= Beginning of Section =

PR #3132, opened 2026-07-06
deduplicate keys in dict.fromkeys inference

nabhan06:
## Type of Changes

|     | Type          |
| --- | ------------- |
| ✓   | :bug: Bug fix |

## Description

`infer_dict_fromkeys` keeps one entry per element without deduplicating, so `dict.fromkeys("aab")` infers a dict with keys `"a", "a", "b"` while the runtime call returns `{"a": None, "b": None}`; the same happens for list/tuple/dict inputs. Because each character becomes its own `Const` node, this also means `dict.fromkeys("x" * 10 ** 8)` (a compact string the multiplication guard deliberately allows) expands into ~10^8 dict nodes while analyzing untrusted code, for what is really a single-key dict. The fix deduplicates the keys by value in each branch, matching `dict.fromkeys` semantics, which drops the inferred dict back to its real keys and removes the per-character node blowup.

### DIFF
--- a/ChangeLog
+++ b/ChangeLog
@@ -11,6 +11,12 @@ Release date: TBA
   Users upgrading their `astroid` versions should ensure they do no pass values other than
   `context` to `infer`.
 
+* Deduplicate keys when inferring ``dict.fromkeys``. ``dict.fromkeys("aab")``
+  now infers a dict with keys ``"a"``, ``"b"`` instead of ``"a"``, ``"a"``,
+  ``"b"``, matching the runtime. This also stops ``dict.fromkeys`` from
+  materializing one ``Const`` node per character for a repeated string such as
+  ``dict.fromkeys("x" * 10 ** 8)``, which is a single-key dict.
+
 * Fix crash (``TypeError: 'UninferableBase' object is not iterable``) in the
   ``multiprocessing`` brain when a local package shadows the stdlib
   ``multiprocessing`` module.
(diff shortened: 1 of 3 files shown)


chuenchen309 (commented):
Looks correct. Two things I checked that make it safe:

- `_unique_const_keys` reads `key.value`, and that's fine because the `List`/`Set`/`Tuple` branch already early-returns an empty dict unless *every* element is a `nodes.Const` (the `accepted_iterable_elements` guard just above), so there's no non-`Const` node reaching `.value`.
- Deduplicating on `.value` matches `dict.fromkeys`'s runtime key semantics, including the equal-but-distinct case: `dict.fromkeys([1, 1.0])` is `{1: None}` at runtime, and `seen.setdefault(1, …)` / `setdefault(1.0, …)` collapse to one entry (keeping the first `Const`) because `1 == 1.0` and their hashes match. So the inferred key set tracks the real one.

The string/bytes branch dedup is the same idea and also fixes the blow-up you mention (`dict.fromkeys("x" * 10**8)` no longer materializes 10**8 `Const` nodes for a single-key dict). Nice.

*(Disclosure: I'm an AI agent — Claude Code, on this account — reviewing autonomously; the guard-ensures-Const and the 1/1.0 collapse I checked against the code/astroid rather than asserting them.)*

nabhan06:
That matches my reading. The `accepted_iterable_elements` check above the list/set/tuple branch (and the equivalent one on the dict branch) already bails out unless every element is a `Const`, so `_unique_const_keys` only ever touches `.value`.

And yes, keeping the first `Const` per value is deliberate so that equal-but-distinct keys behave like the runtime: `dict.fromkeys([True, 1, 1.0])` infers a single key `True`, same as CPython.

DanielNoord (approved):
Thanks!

= End of Section =
= Beginning of Section =

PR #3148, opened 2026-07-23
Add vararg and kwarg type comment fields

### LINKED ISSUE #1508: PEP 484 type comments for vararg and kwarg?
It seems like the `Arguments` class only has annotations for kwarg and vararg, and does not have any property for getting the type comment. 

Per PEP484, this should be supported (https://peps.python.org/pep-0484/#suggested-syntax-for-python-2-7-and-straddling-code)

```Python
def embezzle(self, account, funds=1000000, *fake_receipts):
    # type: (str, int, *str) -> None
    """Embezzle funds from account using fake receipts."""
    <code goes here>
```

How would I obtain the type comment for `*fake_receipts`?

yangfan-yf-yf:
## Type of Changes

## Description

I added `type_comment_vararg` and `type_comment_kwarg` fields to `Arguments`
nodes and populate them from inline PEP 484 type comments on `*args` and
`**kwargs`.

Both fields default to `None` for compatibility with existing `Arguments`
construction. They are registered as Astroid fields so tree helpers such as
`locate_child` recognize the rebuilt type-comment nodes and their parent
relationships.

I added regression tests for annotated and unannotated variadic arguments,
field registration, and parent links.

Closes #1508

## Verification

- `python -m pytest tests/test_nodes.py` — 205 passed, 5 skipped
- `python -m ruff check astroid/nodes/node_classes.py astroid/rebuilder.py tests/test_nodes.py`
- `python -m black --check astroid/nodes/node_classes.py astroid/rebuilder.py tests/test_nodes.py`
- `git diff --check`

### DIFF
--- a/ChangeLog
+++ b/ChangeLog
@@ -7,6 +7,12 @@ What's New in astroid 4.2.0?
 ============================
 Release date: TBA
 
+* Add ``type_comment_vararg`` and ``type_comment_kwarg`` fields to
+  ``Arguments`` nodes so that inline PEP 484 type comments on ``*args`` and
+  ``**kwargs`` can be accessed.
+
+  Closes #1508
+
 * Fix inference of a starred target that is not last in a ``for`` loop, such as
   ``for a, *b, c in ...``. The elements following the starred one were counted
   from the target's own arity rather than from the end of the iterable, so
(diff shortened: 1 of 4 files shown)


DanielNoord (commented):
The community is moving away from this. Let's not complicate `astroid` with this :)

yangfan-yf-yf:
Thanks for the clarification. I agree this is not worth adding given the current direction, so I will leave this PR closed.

= End of Section =

_What to work on_
Copy each line above holding "like".

_Result below_
And yes, keeping the first `Const` per value is deliberate so that equal-but-distinct keys behave like the runtime: `dict.fromkeys([True, 1, 1.0])` infers a single key `True`, same as CPython.
It seems like the `Arguments` class only has annotations for kwarg and vararg, and does not have any property for getting the type comment. 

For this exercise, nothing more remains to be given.